====== Extracted information ======

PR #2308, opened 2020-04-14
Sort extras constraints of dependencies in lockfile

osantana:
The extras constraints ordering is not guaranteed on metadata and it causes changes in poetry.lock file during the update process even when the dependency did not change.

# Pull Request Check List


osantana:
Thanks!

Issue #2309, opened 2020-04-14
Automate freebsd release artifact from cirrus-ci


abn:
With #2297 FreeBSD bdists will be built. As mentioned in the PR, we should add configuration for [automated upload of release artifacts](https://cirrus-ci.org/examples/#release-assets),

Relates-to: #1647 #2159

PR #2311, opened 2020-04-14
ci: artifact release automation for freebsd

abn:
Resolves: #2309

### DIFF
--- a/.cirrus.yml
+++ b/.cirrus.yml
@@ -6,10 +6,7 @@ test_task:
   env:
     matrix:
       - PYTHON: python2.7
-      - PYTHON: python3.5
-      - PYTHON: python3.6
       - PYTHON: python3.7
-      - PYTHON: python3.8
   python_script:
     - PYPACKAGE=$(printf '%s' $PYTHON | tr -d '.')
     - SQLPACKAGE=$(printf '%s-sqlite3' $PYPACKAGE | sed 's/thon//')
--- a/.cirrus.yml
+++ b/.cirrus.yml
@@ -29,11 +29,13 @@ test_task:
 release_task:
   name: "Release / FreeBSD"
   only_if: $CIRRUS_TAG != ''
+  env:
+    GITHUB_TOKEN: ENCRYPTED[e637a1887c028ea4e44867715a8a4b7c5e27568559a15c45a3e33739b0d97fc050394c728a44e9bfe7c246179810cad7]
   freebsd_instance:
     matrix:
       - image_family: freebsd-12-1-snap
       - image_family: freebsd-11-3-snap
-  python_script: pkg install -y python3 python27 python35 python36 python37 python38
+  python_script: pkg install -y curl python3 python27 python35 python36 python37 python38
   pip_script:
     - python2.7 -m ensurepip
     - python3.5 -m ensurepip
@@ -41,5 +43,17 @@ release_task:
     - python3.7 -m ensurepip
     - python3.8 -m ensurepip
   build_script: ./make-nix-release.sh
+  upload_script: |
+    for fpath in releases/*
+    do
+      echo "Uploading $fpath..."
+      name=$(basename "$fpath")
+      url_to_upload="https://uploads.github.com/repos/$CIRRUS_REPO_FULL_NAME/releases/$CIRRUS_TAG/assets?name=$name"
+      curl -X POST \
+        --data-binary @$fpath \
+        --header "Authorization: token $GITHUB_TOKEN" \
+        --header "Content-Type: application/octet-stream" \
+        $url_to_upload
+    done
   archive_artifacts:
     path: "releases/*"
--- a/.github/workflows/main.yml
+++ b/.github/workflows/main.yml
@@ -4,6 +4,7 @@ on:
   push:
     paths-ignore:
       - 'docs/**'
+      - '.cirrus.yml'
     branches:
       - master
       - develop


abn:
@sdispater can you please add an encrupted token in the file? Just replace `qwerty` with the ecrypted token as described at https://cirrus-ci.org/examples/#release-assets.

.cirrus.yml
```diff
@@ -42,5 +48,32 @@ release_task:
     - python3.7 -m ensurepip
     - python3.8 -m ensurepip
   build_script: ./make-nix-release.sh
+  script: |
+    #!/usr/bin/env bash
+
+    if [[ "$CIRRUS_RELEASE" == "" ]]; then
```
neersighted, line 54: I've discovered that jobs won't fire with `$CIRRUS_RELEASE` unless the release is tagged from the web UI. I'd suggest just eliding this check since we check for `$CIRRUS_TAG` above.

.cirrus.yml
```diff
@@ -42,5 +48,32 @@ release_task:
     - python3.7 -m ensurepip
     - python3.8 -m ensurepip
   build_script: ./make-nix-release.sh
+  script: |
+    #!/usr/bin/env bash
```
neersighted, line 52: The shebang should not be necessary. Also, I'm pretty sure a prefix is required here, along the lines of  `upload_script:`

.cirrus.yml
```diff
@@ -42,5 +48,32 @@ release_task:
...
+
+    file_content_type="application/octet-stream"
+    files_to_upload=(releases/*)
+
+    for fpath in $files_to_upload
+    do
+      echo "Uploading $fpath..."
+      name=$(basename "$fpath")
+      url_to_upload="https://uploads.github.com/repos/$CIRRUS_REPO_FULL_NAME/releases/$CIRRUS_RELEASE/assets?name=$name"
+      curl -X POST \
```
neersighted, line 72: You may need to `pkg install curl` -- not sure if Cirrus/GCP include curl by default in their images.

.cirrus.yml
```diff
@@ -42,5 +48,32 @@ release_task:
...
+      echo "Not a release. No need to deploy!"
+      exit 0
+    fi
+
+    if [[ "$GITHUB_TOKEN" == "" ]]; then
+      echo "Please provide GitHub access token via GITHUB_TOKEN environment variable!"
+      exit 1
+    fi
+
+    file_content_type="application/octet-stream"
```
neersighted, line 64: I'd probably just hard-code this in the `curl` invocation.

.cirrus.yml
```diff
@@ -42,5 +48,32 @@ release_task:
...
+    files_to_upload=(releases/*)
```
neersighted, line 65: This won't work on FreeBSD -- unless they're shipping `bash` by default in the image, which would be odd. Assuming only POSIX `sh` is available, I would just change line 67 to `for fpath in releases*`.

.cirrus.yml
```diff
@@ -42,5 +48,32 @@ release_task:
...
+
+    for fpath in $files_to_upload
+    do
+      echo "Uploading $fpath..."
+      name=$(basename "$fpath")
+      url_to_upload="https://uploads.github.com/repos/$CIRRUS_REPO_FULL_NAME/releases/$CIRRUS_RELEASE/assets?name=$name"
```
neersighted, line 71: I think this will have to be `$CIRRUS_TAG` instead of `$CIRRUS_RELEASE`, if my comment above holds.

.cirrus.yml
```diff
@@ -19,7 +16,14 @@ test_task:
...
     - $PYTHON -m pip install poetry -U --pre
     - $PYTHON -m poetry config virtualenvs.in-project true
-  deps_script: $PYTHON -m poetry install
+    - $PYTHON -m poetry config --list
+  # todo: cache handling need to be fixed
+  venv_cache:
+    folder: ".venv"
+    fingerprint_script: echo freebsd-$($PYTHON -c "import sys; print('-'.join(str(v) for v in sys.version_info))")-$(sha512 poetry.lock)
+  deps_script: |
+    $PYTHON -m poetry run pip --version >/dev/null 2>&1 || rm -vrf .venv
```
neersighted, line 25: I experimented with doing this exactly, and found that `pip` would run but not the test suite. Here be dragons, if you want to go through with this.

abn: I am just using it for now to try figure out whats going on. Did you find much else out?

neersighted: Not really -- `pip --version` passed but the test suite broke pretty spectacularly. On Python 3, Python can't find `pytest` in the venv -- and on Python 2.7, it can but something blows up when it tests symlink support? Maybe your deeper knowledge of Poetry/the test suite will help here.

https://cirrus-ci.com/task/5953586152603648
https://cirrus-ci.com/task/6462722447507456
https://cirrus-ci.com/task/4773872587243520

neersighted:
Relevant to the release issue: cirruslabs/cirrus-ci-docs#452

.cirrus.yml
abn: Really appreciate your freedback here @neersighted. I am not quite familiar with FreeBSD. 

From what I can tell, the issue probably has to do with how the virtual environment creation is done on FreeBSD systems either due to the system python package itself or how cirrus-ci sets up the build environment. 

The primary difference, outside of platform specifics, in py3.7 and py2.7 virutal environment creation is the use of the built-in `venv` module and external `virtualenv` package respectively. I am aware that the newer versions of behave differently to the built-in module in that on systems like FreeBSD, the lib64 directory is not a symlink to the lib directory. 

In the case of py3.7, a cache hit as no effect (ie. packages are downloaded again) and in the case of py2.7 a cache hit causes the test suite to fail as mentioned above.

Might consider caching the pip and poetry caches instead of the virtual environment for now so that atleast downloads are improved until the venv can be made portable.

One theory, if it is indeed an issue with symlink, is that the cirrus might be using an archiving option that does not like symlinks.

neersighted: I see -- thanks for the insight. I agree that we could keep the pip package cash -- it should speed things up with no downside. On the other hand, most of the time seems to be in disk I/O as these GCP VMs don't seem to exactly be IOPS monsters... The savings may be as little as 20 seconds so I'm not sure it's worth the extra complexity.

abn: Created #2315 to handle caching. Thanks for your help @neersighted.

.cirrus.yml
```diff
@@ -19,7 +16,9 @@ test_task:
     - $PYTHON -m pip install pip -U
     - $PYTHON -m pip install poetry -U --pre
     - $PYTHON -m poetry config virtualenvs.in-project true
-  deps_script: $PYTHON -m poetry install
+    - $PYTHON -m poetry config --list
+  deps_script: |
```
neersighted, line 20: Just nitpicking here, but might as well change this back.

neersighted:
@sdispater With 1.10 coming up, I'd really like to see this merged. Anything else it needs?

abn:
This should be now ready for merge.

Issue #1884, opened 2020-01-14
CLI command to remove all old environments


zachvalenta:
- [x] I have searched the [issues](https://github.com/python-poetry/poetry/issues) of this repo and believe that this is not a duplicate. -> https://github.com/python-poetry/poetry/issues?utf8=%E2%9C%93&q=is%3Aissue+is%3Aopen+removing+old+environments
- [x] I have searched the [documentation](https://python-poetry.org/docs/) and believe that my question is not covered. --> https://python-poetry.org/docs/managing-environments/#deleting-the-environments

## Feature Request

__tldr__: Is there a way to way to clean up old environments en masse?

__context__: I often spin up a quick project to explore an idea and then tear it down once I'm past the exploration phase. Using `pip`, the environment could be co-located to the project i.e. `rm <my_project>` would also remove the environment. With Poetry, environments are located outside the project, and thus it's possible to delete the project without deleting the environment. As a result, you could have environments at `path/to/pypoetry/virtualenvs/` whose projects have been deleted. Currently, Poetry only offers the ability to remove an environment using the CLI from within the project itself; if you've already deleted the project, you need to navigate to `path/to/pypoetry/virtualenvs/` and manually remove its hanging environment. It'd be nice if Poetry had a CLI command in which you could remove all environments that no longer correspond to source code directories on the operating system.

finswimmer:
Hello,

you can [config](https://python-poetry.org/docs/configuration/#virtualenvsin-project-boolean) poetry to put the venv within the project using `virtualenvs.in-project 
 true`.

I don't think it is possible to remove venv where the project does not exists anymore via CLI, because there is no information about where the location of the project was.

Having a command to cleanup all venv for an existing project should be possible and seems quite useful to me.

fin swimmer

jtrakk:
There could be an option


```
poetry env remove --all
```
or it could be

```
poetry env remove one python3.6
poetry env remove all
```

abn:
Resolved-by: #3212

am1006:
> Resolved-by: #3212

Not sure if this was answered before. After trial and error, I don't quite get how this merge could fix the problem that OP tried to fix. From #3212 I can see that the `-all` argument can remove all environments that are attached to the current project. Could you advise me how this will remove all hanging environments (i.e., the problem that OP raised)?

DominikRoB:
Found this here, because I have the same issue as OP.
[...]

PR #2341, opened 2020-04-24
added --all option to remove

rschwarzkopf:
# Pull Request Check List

======
====== Extracted information ======

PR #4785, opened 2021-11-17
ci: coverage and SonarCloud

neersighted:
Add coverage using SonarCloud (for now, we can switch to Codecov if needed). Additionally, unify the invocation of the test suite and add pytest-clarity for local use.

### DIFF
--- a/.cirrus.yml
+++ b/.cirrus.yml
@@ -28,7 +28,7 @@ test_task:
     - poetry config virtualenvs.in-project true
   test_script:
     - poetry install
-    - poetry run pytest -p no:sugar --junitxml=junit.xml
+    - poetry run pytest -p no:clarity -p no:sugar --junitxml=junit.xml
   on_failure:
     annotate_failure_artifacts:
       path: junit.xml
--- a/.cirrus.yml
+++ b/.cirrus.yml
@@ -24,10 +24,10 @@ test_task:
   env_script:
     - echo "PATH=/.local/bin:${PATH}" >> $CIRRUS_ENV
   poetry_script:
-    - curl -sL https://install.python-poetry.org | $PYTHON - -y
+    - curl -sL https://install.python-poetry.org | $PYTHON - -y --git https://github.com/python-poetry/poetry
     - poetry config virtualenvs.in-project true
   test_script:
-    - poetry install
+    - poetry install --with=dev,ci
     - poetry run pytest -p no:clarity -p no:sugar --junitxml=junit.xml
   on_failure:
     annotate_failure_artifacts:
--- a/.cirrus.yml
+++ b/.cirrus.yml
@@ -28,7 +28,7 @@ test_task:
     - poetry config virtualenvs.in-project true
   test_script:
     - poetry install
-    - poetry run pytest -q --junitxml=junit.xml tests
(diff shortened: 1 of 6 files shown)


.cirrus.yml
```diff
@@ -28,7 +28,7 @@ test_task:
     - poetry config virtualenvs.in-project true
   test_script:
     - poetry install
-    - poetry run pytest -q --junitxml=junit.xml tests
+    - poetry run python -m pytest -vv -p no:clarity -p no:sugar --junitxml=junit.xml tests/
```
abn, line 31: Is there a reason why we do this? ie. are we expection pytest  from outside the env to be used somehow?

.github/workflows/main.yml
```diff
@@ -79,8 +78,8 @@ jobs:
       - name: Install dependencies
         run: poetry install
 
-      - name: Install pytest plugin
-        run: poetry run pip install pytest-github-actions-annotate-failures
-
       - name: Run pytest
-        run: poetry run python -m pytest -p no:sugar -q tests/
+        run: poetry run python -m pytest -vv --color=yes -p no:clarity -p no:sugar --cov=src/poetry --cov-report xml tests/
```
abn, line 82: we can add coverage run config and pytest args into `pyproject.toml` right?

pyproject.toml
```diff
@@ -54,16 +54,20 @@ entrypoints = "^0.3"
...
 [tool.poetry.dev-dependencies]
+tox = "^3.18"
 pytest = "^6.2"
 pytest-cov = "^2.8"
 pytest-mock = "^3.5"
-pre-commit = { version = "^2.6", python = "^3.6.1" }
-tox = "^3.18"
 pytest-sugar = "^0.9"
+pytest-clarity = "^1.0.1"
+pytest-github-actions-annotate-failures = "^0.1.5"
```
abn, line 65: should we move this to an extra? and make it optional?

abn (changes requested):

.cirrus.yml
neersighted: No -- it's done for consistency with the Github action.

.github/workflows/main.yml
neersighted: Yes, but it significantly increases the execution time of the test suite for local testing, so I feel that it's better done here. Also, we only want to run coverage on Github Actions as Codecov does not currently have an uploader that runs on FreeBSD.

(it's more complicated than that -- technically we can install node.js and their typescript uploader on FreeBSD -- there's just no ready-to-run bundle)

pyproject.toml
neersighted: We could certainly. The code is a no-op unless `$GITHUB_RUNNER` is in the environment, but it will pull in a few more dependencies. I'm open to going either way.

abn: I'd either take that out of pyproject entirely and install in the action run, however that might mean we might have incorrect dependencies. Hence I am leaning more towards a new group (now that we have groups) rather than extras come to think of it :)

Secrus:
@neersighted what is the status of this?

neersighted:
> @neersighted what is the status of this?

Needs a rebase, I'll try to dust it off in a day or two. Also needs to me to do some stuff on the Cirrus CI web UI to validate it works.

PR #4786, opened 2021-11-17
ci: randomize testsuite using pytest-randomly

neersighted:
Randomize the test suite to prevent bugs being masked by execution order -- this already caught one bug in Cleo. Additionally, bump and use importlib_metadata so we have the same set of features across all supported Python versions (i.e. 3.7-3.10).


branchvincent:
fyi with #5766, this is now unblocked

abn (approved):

======

● **Work required**
Report only the number of lines, among the records above, that contain the word "sdispater".

● **Response to the exercise**
2